On Fri, Dec 16, 2011 at 12:02 PM, Alan McKay alan.mckay@gmail.com wrote:
Thoughts form anyone on any of this?
Network monitoring is not trivial no matter what tool you use. Pick something that you trust to scale to the proportions you will need so you don't do a lot of work and then hit a wall. And if you have a lot of systems, avoid anything that needs per-system configuration or agent installation.
Agreed. I'm definitely not looking for trivial - just trying to make sure I understand the strengths and weaknesses of each system to help me make the right decision. Because once I've made that decision, I have to live with it :-) Our environment is relatively small. About 80 servers that are mostly grouped into 3 compute clusters for the scientists I support. A few switches, and no routers under my direct control (though a few Linux boxes routing between NICs since some of the environment is on our own private LAN behind said Linux box, cut off from the Hospital's network)
You may not need 'direct' control of the routers - just read access for snmp to monitor them. And if the switches have snmp you can get per-interface traffic which will obviously match whatever is on the other end of the wire. Does the cluster software have its own close-coupled monitor like ganglia?

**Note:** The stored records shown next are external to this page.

PR #11602, opened 2023-08-28
PHP 8.3 | ComposerRepositoryTest: fix test failure

jrfnl:
Prior to PHP 8.3, `ReflectionMethod` could set a private method on a parent class to accessible. This is no longer possible in PHP 8.3 since php/php-src#9470 and breaks the `Composer\Test\Repository\ComposerRepositoryTest::testWhatProvides` test.
Also see: https://3v4l.org/8YcIk/rfc#vgit.master

Fixed now.

### DIFF
--- a/tests/Composer/Test/Repository/ComposerRepositoryTest.php
+++ b/tests/Composer/Test/Repository/ComposerRepositoryTest.php
@@ -160,7 +160,7 @@ class ComposerRepositoryTest extends TestCase
                 ],
             ]));
 
-        $reflMethod = new \ReflectionMethod($repo, 'whatProvides');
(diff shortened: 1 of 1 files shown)


stof (approved):

Seldaek:
Thanks

jrfnl:
FYI: the bug fix in PHP 8.3 has been reverted for now: https://github.com/php/php-src/issues/9470#issuecomment-1702536651
I think this fix can stay in though as it is a more correct way of approaching a private method in a parent class than the original code.

Seldaek:
Yeah it's fine as is :)

PR #11605, opened 2023-08-30
Change audit.ignore behavior before 2.6.0

### LINKED ISSUE #11604: Before 2.6.0: Replace ability to ignore vulnerabilities reported by Composer audit with a bypass option instead
Composer 2.6.0 is planning to introduce [a new ignore feature](https://github.com/composer/composer/blob/879524d8e3fc04a0bd9a1b6f29ea49f1280741c0/doc/06-config.md?plain=1#L108-L120) for security advisories reported by `composer audit`. The original request was raised for this feature in #11298.

Before the implementation was merged the issue got little traction but after it was merged, it got controversial feedback. As you can see from the thread, personally, I am on the side that a feature like this should not exist.

Today, @janmashat came up with a "you can eat the cake but also keep it" type of idea, a different one that I was suggested before with `composer audit-changes`:

> Rather than an "audit.ignored config setting to ignore security advisories" perhaps we could agree on this compromise: "audit.pass config setting to exit(0) for certain security advisories" (but still list them in the console output).
>
> That way, if somebody is reviewing the "audit log" then they won't have to wonder whether some entries are missing.

(Source: https://github.com/composer/composer/issues/11298#issuecomment-1699177603)

mxr576:
Closes #11604


src/Composer/Advisory/Auditor.php
```diff
@@ -50,28 +50,30 @@ class Auditor
...
-            $plurality = $totalAdvisories === 1 ? 'y' : 'ies';
-            $pkgPlurality = $affectedPackages === 1 ? '' : 's';
+        if (count($allAdvisories) > 0) {
+            [$affectedPackagesCount, $totalAdvisoryCount] = $this->countAdvisories($allAdvisories);
+            $plurality = $totalAdvisoryCount === 1 ? 'y' : 'ies';
+            $pkgPlurality = $affectedPackagesCount === 1 ? '' : 's';
             $punctuation = $format === 'summary' ? '.' : ':';
-            $io->writeError("<$errorOrWarn>Found $totalAdvisories security vulnerability advisor{$plurality} affecting $affectedPackages package{$pkgPlurality}{$punctuation}</$errorOrWarn>");
-            $this->outputAdvisories($io, $advisories, $format);
+            $io->writeError("<$errorOrWarn>Found $totalAdvisoryCount security vulnerability advisor{$plurality} affecting $affectedPackagesCount package{$pkgPlurality}{$punctuation}</$errorOrWarn>");
```
mxr576, line 71: Do we want to change/extend this wording to better explain that "X number of vulnerabilities found, Y amount were silenced so X-Y caused the command failure"?

Seldaek: Yes definitely would need to clarify wording IMO.

res/composer-schema.json
```diff
@@ -329,9 +329,9 @@
                     "type": "object",
                     "description": "Security audit configuration options",
                     "properties": {
-                        "ignored": {
+                        "pass": {
```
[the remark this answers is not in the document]
Seldaek: Not a fan of pass, but I will need to sleep over this one I think :)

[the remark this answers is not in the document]
mxr576: Me neither, maybe ignore remain as config key with different meaning.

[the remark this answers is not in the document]
mxr576: My current winner is `suppressed` and I am also thinking about turning the suppressed list to an associative array where the key would be the cve id and the value would be a mandatory human readonly description about why a vulnerability report was suppressed on the given project.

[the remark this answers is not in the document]
Seldaek: I think I'd prefer `ignore` (not `ignored` as it was, that's my bad, `ignore` is more consistent with other directives in composer.json). But I agree having a reason in there makes sense for self documenting it. That's a good improvement.

src/Composer/Advisory/Auditor.php
```diff
@@ -44,34 +44,50 @@ class Auditor
...
-            $advisories = $this->filterIgnoredAdvisories($advisories, $ignoredIds);
+          if (!\array_is_list($ignoredIds)) {
+              $ignoredIds = array_keys($ignoredIds);
+          }
+          $advisories = $this->filterIgnoredAdvisories($advisories, $ignoredIds);
         }
 
         if (self::FORMAT_JSON === $format) {
-            $io->write(JsonFile::encode(['advisories' => $advisories]));
+            $io->write(JsonFile::encode(['advisories' => $allAdvisories]));
```
mxr576, line 64: How about introducing a new JSON output format that also contains the ignored vulnerabilities?

```json
{
  "advisories": {},
  "ignored-advisories": {}
}
```

For enabling the new format in the 2.x branch we could leverage a logic like ` if (Platform::getEnv('COMPOSER_AUDIT_FORMAT_VERSION') === '2.6.0') {}` or simiar.

src/Composer/Advisory/Auditor.php
```diff
@@ -44,34 +44,50 @@ class Auditor
...
+            }
+
+            $ignoredAdvisories = $this->diffAdvisories($allAdvisories, $advisories);
+            [$ignoredAffectedPackagesCount, $ignoredTotalAdvisoryCount] = $this->countAdvisories($ignoredAdvisories);
+            if ($ignoredAffectedPackagesCount > 0) {
+                $plurality = $ignoredTotalAdvisoryCount === 1 ? 'y' : 'ies';
+                $pkgPlurality = $ignoredAffectedPackagesCount === 1 ? '' : 's';
+                $punctuation = $format === 'summary' ? '.' : ':';
+                $io->writeError("<info>$ignoredTotalAdvisoryCount ignored security vulnerability advisor{$plurality} affecting $ignoredAffectedPackagesCount package{$pkgPlurality}{$punctuation}</info>");
+                $this->outputAdvisories($io, $ignoredAdvisories, $format);
```
mxr576, line 87: Since we may have the reason for ignoring a given security advisory, I'd consider adding that to the output (also to the JSON above). What do you think?

res/composer-schema.json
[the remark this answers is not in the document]
mxr576: Switched back to `ignore` after checked the meaning of "suppress" vs "ignore".

src/Composer/Advisory/Auditor.php
mxr576: Hm, maybe we do not even need a feature flag since we would only extend the object with a new property... :thinking:

Seldaek: Right, that sounds good to me, that's why I never do json objects with top level data directly. Always have top level keys so you can extend in a BC way :)

Seldaek: And I think I would not include the ignored ones in the `advisories` key in the json. I know they're all listed in one on the text output but for json it probably makes more sense to split them up.

src/Composer/Advisory/Auditor.php
Seldaek: Yes makes sense to me. It probably needs to be highlighted like `<warning>Ignored: $reason</>`

And for the table output add an Ignore column with `Yes`/empty and no reason to keep it small perhaps, because otherwise the table width will blow up

src/Composer/Advisory/Auditor.php
```diff
@@ -44,34 +44,50 @@ class Auditor
...
     {
-        $advisories = $repoSet->getMatchingSecurityAdvisories($packages, $format === self::FORMAT_SUMMARY);
+        $allAdvisories = $advisories = $repoSet->getMatchingSecurityAdvisories($packages, $format === self::FORMAT_SUMMARY);
 
         if (\count($ignoredIds) > 0) {
-            $advisories = $this->filterIgnoredAdvisories($advisories, $ignoredIds);
+          if (!\array_is_list($ignoredIds)) {
+              $ignoredIds = array_keys($ignoredIds);
+          }
+          $advisories = $this->filterIgnoredAdvisories($advisories, $ignoredIds);
```
Seldaek, line 60: Indent seems off

```suggestion
            if (!\array_is_list($ignoredIds)) {
                $ignoredIds = array_keys($ignoredIds);
            }
            $advisories = $this->filterIgnoredAdvisories($advisories, $ignoredIds);
```

src/Composer/Advisory/Auditor.php
mxr576: > Yes makes sense to me. It probably needs to be highlighted like <warning>Ignored: $reason</>

Just to be clear, do you mean display all ignore reasons as a console message unless the output format is JSON?

Speaking of JSON, partially because the JSON output leverages that advisories are JSON serializable, should I just introduce a new `class IgnoredSecurityAdvisory extends SecurityAdvisory{}` that can also hold the reason?

src/Composer/Advisory/Auditor.php
mxr576: Added.

src/Composer/Advisory/Auditor.php
Seldaek: Yeah I was also wondering how to best achieve this. For sure for JSON it would be easier with a subclass.. 

For the plain text output I meant it probably should go here https://github.com/composer/composer/blob/main/src/Composer/Advisory/Auditor.php#L207 as a new line with a <warning> so it is highlighted as being ignored.

src/Composer/Advisory/Auditor.php
```diff
@@ -44,34 +44,59 @@ class Auditor
...
+        $allAdvisories = $advisories = $repoSet->getMatchingSecurityAdvisories($packages, $format === self::FORMAT_SUMMARY);
+        $ignoredAdvisories = [];
 
         if (\count($ignoredIds) > 0) {
-            $advisories = $this->filterIgnoredAdvisories($advisories, $ignoredIds);
+          if (!\array_is_list($ignoredIds)) {
+              $ignoredIds = array_keys($ignoredIds);
+          }
+          $advisories = $this->filterIgnoredAdvisories($advisories, $ignoredIds);
+          $ignoredAdvisories = $this->diffAdvisories($allAdvisories, $advisories);
```
Seldaek, line 62: Instead of adding a new method here I think I'd change filterIgnoredAdvisories to return `[$advisories, $ignoredAdvisories]` so you get it done in one go. Returning both there shouldn't be adding much complexity.

mxr576: Done: https://github.com/composer/composer/compare/99551b7f3f2478d1e5982af48f4b181a6c0edb8a..e570c5a1b9eaf67076c2336651fc6c4adac35576

This probably also helps with casting the ignored advisories to a new object as a next step

src/Composer/Advisory/Auditor.php
mxr576: It seems to me that wrapping text in tables works OOTB, so is there any need for workarounds like...?

```
                $ignoreReason = '';
                if ($advisory instanceof IgnoredSecurityAdvisory && $advisory->ignoreReason !== NULL) {
                    if (strlen($advisory->ignoreReason) > 80) {
                        $ignoreReason = substr($advisory->ignoreReason, 0, 77) . '...';
                    }
                    else {
                        $ignoreReason = $advisory->ignoreReason;
                    }
                }
```

image

src/Composer/Advisory/IgnoredPartialSecurityAdvisory.php
```diff
@@ -0,0 +1,39 @@
...
+        $this->ignoreReason = $ignoreReason;
+    }
+
+    /**
+     * @return mixed
+     */
+    #[\ReturnTypeWillChange]
+    public function jsonSerialize()
+    {
+        $data = parent::jsonSerialize();
```
mxr576, line 32: I do not like traits with parent method calls so I rather copy-pasted these couple of lines.

src/Composer/Advisory/SecurityAdvisory.php
```diff
@@ -42,7 +42,7 @@ class SecurityAdvisory extends PartialSecurityAdvisory
     public $reportedAt;
 
     /**
-     * @var array<array{name: string, remoteId: string}>
+     * @var non-empty-array<array{name: string, remoteId: string}>
```
mxr576, line 45: PHPStan told me after that this was misaligned with the constructor.

src/Composer/Advisory/Auditor.php
mxr576: https://github.com/composer/composer/compare/e570c5a1b9eaf67076c2336651fc6c4adac35576..708db5e9a4a47135753f938e87b3ba5646c4e1d0

src/Composer/Advisory/IgnoredSecurityAdvisory.php
```diff
@@ -0,0 +1,41 @@
...
+ *     Jordi Boggiano <j.boggiano@seld.be>
+ *
+ * For the full copyright and license information, please view the LICENSE
+ * file that was distributed with this source code.
+ */
+
+namespace Composer\Advisory;
+
+
+class IgnoredSecurityAdvisory extends SecurityAdvisory {
```
Seldaek, line 16: Could be marked final and `@internal` too I think.

src/Composer/Advisory/Auditor.php
```diff
@@ -81,36 +97,79 @@ public function audit(IOInterface $io, RepositorySet $repoSet, array $packages,
...
-                return true;
-            });
-            if (\count($advisories[$package]) === 0) {
-                unset($advisories[$package]);
+                if ($isFiltered) {
+                    $filtered[$package][] = $advisory;
+                }
+                else {
+                    if ($advisory instanceof SecurityAdvisory) {
+                        $advisory = new IgnoredSecurityAdvisory(
```
stof, line 149: should we create an object that extends SecurityAdvisory in which you copy all the metadata or should we rather have a `IgnoredSecurityAdvisory` that would take a `SecurityAdvisory|PartialSecurityAdvisory` as argument and implements its `jsonSerialize` method by adding an ignore_reason key in the array returned by the delegated call ?

src/Composer/Advisory/IgnoredPartialSecurityAdvisory.php
mxr576: Sounds reasonable, although the typehint on `\Composer\Advisory\Auditor::processAdvisories() ` (used to call `filterIgnoredAdvisories()`) said that PartialSecurityAdvisorys are potential value.

src/Composer/Advisory/Auditor.php
```diff
@@ -44,34 +44,50 @@ class Auditor
      * @param PackageInterface[] $packages
      * @param self::FORMAT_* $format The format that will be used to output audit results.
      * @param bool $warningOnly If true, outputs a warning. If false, outputs an error.
-     * @param string[] $ignoredIds Ignored advisory IDs, remote IDs or CVE IDs
+     * @param array<string>|array<string,string> $ignoreList List of advisory IDs, remote IDs or CVE IDs that reported but not listed as vulnerabilities.
```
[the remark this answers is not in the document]
mxr576: You are absolutely right, so rolling back to `string[]`.

src/Composer/Advisory/Auditor.php
mxr576: These were the options that I also considered, the solution in the PR just felt better, even if it is "ugly" a bit.

src/Composer/Advisory/IgnoredPartialSecurityAdvisory.php
mxr576: How about this?


https://github.com/composer/composer/compare/f7aff76e2d1dec71f0dfd392f5dc1b6398dbca8f..89eb824f52e19bf39ac87aef382783fcee0b8690

mxr576: Got rid of the IgnoredPartialSecurityAdvisory

src/Composer/Advisory/Auditor.php
fredden: Perhaps `IgnoredSecurityAdvisory` could be a proxy class or have a factory method which takes in a `SecurityAdvisory` object. That'd make the code here much cleaner.

`$advisory = IgnoredSecurityAdvisory::createFromSecurityAdvisory($advisory);` or `$advisory = new IgnoredSecurityAdvisory($advisory);`

src/Composer/Advisory/Auditor.php
```diff
@@ -81,36 +97,78 @@ public function audit(IOInterface $io, RepositorySet $repoSet, array $packages,
...
+                            $advisory->packageName,
+                            $advisory->advisoryId,
+                            $advisory->affectedVersions,
+                            $advisory->title,
+                            $advisory->sources,
+                            $advisory->reportedAt,
+                            $advisory->cve,
+                            $advisory->link
+                        );
+                        if ($ignoreReason !== NULL) {
```
fredden, line 161: I thought that the reason was a required field.

src/Composer/Advisory/Auditor.php
mxr576: `IgnoredSecurityAdvisory::createFromSecurityAdvisory($advisory`  I would have gone with this approach by default, but since everything in public on these objects (as public properties) this approach just moves copying object data to somewhere else. Would that have a real added value? In this case, should I make the constructor of `IgnoredSecurityAdvisory` private so it could be only constructed from a SecurityAdvisory from now?

src/Composer/Advisory/Auditor.php
mxr576: Actually I decided to give more freedom to developers... so it cannot be mandatory.
https://github.com/composer/composer/pull/11605/files#diff-89992649ff6652d737d4dac645fbbac6ceeb112ab29010d0eaba3b42c658dc7eR112-R132

res/composer-schema.json
```diff
@@ -329,12 +329,23 @@
...
-                            "type": "array",
-                            "description": "A set of advisory ids, remote ids or CVE ids that should be ignored and not reported as part of an audit.",
-                            "items": {
-                                "type": "string"
-                            }
+                        "ignore": {
+                            "anyOf": [
+                                {
+                                    "type": "object",
+                                    "description": "A list of advisory ids, remote ids or CVE ids (keys) and the explanations (values) for why they're being ignored. The listed items are reported but they do not make the audit command fail.",
```
naderman, line 336:
```suggestion
                                    "description": "A list of advisory ids, remote ids or CVE ids (keys) and the explanations (values) for why they're being ignored. The listed items are reported but let the audit command pass.",
```

naderman (changes requested):

Seldaek:
@mxr576 please don't change anything anymore, I'm editing a couple things here and then merging :) thanks a lot for the quick work here!

Seldaek:
I think it looks good now but I perhaps broke some tests.. anyway bedtime, will wrap up tomorrow.

mxr576:
> @mxr576 please don't change anything anymore, I'm editing a couple things here and then merging :) thanks a lot for the quick work here!

Roger! 🙂 Time well spent! 🍻

naderman (approved):

Seldaek:
Ok looking good, thanks again.

PR #12116, opened 2024-09-18
PHP 8.4 | Remove use of `E_STRICT`

jrfnl:
The `E_STRICT` constant is deprecated as of PHP 8.4 and will be removed in PHP 9.0 (commit finally went in today).

The error level hasn't been in use since PHP 8.0 anyway and was only barely still used in PHP 7.x, so removing the exclusion from the `error_reporting()` setting in these script shouldn't really make any difference in practice.

Ref:
* https://wiki.php.net/rfc/deprecations_php_8_4#remove_e_strict_error_level_and_deprecate_e_strict_constant

### DIFF
--- a/src/Composer/Util/ErrorHandler.php
+++ b/src/Composer/Util/ErrorHandler.php
@@ -78,7 +78,7 @@ class ErrorHandler
     public static function register(?IOInterface $io = null): void
     {
         set_error_handler([__CLASS__, 'handle']);
-        error_reporting(E_ALL | E_STRICT);
+        error_reporting(E_ALL);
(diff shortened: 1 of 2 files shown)


Seldaek:
Yay, thanks

sebastianbergmann:
@Seldaek Do you have an ETA for Composer 2.8? Thanks!

Seldaek:
I'll try this week and if not I guess i roll this in a 2.7 patch release

Seldaek:
It's out https://github.com/composer/composer/releases/tag/2.8.0

PR #12121, opened 2024-09-19
Fix type of $learnedLiterals to avoid issues

Seldaek:
It's probably the 3rd time I look at that code because of some PHPStan error caused by this weird array with `[null|int, ...int]` which cannot be expressed as a type.. So I finally decided to fix it. I'm not sure if you have a better name than $mainLiteral @naderman ?


naderman (approved):

src/Composer/DependencyResolver/Solver.php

One thing I haven't found in any of the frameworks I've seen that everybody is likely to need is a good concept of aggregates. That is, you will have some level of redundancy in fail-over sets and some level of group capacity in load-balanced sets. While you may want to be alerted about individual failures, what you really need to track is how close you are to capacity across the working group members - and nothing does that very well.